Once upon a time, not so very long ago, the only people who could get Lucene/Solr to index HTML and plain text files were wizards skilled in the ways of compiler compatibility, library dependencies, and the dreaded make.

Fear no more! As if by magic, it's now quite simple.
  • Firstly, the Solr project has incorporated the Apache Tika code, which can open and read text from most of the most popular file formats, including plain text, XML, PDF, Microsoft Office formats, and even HTML. Tika can do more, it's a content analysis toolkit, but for Solr purposes, it's the opening and reading that matters.

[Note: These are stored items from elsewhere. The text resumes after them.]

PR #2458, opened 2021-10-19
Sshd window change

orefkov:
Added processing of window-change request, according to RFC 4254 6.7
https://datatracker.ietf.org/doc/html/rfc4254#section-6.7
For processing called callback pty_req with empty terminal and modes.


lws-team:
Thanks, this is also pushed on main and v4.3-stable.

Issue #2471, opened 2021-10-31
Simply send


hannesa2:
Hi, I want to simply send some data very fast from Raspberry and other clients should be able to listen.

I dig into `minimal-examples/client/hello_world` but to be honest it is to complicated for me. I don't want to read websites, etc.... I want only send some basic data (string or numbers) from sensors without any pointless delay.

Do you have a hint or much better an example to do so ?
Thank you

lws-team:
> I don't want to read websites, etc.... I want only send some basic data (string or numbers) from sensors without any pointless delay.

What is the "pointless delay", learning how to do what you want?

> much better an example

er... how about you write a much better issue that describes what you actually want to do.  Eg, the rpi is being a server?  Http?  Ws?  What happens to the data at the server?  What consumes it ultimately, a browser?

Tbh it sounds like you are perhaps not aligned with using a C library but maybe would be more comfortable using node, or python or somesuch, if you don't care about how it works and its resource usage.  Even then you still have to actually learn how to use whatever it is...

hannesa2:
> > I don't want to read websites, etc.... I want only send some basic data (string or numbers) from sensors without any pointless delay.
> 
> What is the "pointless delay", learning how to do what you want?

Ok, I do my best.
If it really helps you: I want to control over GSM a aircraft/glider. For this want to read gyro data on my mobile phone, when it's out of visual area.
My current solution with python has a delay, and for sure, the network/GSM has a big part of it ! That's why I'll test the whole round trip with C, if I can measure there some improvements. 
The goal is to measure if there is some improvement !

The server in C is now working on Raspberry.
Read-data in C is now working on Raspberry.
Now I want to to combine both and need a send-data on client. But I want to avoid a monolithic C server which read gyro data and provide it too.
Doing so, I want to add send-data to read-data program.

> > much better an example

Sorry to write this, but existing hello world client does too much for my point of view. For me it's not transparent how to send char/float **only**.

> er... how about you write a much better issue that describes what you actually want to do. 

I'll to my best

> Eg, the rpi is being a server? Http? Ws? What happens to the data at the server? What consumes it ultimately, a browser?

As I described above. rpi is the server. Http or Ws ? Anything which will work (best). I've no preference

> Tbh it sounds like you are perhaps not aligned with using a C library 

Yes of sure, I'm a bloody C beginner. But that's why I ask ! If I would know, there would be no reason to ask. That simple !

[...]

PR #2473, opened 2021-11-01
Readme when no TLS should be used

hannesa2:
Follow up of https://github.com/warmcat/libwebsockets/issues/2471#issuecomment-956050969


lws-team:
Thanks, it's pushed on main and v4.3-stable.

PR #2478, opened 2021-11-04
Fix inproper return

PeiweiHu:
lws_jwk_destroy(jwk) before return -1


lws-team:
Yes although it looks a bit suspicious with the return coming after the bail path, it's able to exit like that because the error path handles not being able to identify and create the right jwk.

PeiweiHu:
> Yes although it looks a bit suspicious with the return coming after the bail path, it's able to exit like that because the error path handles not being able to identify and create the right jwk.

You are correct. So I closed it immediately. :-)

lws-team:
No worries I appreciate someone is looking and sending patches

Issue #2488, opened 2021-11-11
Purpose of cache-control header for any HTTP client request


ilsme:
Hi Andy,

May I know the reason why we always need these headers for any HTTP requests including PUT, POST or DELETE?

https://github.com/warmcat/libwebsockets/blob/f595aafda53c68cb9a55d215349e5c5d46777db5/lib/roles/http/client/client-http.c#L1198-L1200

Best regards.

lws-team:
... does it make trouble for your use-case?

ilsme:
Sort of, these headers are added as object's metadata in S3 objects storage when I'm uploading them using lws based client which is undesirable for my usecase, it may be a problem of S3 configuration and probably there is a way to filter them out on S3 side but I'm wondering why were they added unconditionally for all HTTP methods by default and is it possible to remove these default headers in my code or should I modify the library?

lws-team:
Those were added more than 6 years ago, I assume because under some conditions, intermediaries otherwise served stale content.

If you want to send a patch that adds a client connection-time flag to defeat adding them, like in here

https://libwebsockets.org/git/libwebsockets/tree/include/libwebsockets/lws-client.h?h=main#n50

that sounds reasonable to me.

lws-team:
Thanks a lot for the patch.

PR #2491, opened 2021-11-11
Flag defeating default HTTP client's cache-control headers added

ilsme:


ilsme:
#2488

lws-team:
Thanks, it's pushed on main (changes ABI so it can't go on v4.3-stable).

PR #2506, opened 2021-11-29
http proxy: support PUT, PATCH and DELETE methods

viordash:


lws-team:
Thanks, it's pushed on main, it'll be on v4.3-stable next time it's pushed.

PR #2513, opened 2021-12-07
added no-cache handling

horchi:


horchi:
added no-cache handling

lws-team:
Thanks, it's pushed on main.

horchi:
Thanks!

I have not counted up a version in the patch because I do not know the procedure. Hope that was not wrong. Can I now still use one of the LWS_LIBRARY_VERSION* constants to query whether the feature is there?

lws-team:
As a convenience I updated the patch to define LWS_FEATURE_MOUNT_NO_CACHE, you can test if that #if defined().

horchi:
Perfekt, many thanks!!

PR #2520, opened 2021-12-13
http proxy: support for URL processing with max_http_header_data length 

viordash:
Hi!
This PR is for removing the 256 character limit for header data.


lws-team:
Thanks... I don't use the dynamic stack sizing from C99 personally, but a while back we started using the much saner C99 struct initialization, so I guess we are on board with C99-isms anyway.   It's pushed on main and it'll go on v4.3-stable later.

viordash:
Ok, I understand about memory rules. And in probable future PRs I will use lws_malloc/lws_free.

lws-team:
Yes, not complaining... although it's selected at runtime, the size is still ultimately controlled by the program in the sense it is whatever the context creation info said, so there's no problem.  I just haven't been using it because I wanted to be portable, but looking at this I realized the C99 ship sailed long ago, I don't have to worry about it where it's safe.

PR #1464, opened 2025-05-30
Redis atomic job queue

kaplanelad:


DenuxPlays:
Hey,

Haven't noticed anything but I am not done testing

Just wanted to say that we should probably Release an RC asking more to Test their application to cover Some edge cases we probably don't think about

kaplanelad:
Thanks, @DenuxPlays! Looking forward to your response once you're done testing.

DenuxPlays:
Hey,

sorry for the delay but I've tested it.

I hadn't had any issues with atomcity so this approach should work in production (I would still release an rc to widen our test cases).
I've noticed an increased redis CPU usage compared to the old implementation but nothing drastically. It was so minimal but it may also be just some test fluctuations. (less then 0.2% but consistent)

jtwaleson:
@kaplanelad hope you're well. Let me know if you need any more testing. I doubt that I can do better than @DenuxPlays .

DenuxPlays:
Would be great if you could test it too

If we can cover  more use cases we can release it with more confident or maybe find a bug we can fix before we release it

PR #1468, opened 2025-06-05
Bump version 0.16

kaplanelad:


.github/workflows/loco-gen-ci.yml
```diff
@@ -43,7 +43,7 @@ jobs:
         uses: actions-rs/cargo@v1
         with:
           command: clippy
-          args: --all-features -- -D warnings -W clippy::pedantic -W clippy::nursery -W rust-2018-idioms
+          args: --all-features -- -D warnings -W clippy::pedantic -W clippy::nursery -W rust-2018-idioms -A clippy::result_large_err
```
DenuxPlays, line 46: Should we really do that?

This lint was enabled for a (performance) reason.

I know that this is nothing big but this could be a chance to "fix"/address it instead of ignoring it.

Also instead of changing up the clippy command we should disable them inside the Cargo.toml `lint` section so that `cargo clippy` just works out of the box.

PR #1478, opened 2025-06-11
Add a launcher config

therustmonk:
Ability to hide the banner via configuration (to save visual space in the terminal)


kaplanelad:
Thanks for the suggestion! I’d prefer not to add this to the YAML config, since it’s more of a developer or runtime concern rather than something that should live in the app’s persistent configuration.

Instead, I’d suggest supporting an environment variable, like:
```
LOCO_NO_BANNER=false
```

kaplanelad:
Closing this PR due to inactivity. Feel free to reopen it if you'd like to continue.
Thanks for your contribution!

PR #1484, opened 2025-06-16
Add CSRF protection by default

floscodes:
Added axum_csrf crate and implement it's csrf middleware in the `after_routes` method of trait `Hooks`.  Also implemented pub use of axum_csrf structs in module `auth`.


kaplanelad (commented):
Thanks @floscodes,

I have a few questions:

1. Why do you think this should be part of Loco’s default middleware?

    The Solr interface for Tika is Solr Cell (in the source code, ExtractingRequestHandler), and it just works. You call Solr update with the addition of the RESTful path /extract, give it file name, a few parameters, and zing! it's indexed. If you use a corresponding schema, not only is the text indexed, but internal metadata (like title tag) and external metadata, (like file name and size), are also stored as fields which are can be indexed, stored, and searchable.
  • Secondly, I have written a tutorial on exactly how to use Solr Cell to index text and HTML files, using the curl command line utility. It walks through these steps:

    • changing the example LucidWorks or Solr Tutorial schema to store full text
    • test-indexing a local XML file
    • indexing a local text file
    • indexing all text files in a folder
    • indexing a local HTML file
    • Indexing a remote HTML file as a web page.

      and has lots of suggestions on where to go next.
The tutorial is free to everyone, thanks to Lucid Imagination who paid me to write it. It is on their site in the solutions section as Indexing Text and HTML Files with Solr (registration required). And thanks to the Solr Cell committers, who made everything so much easier than before.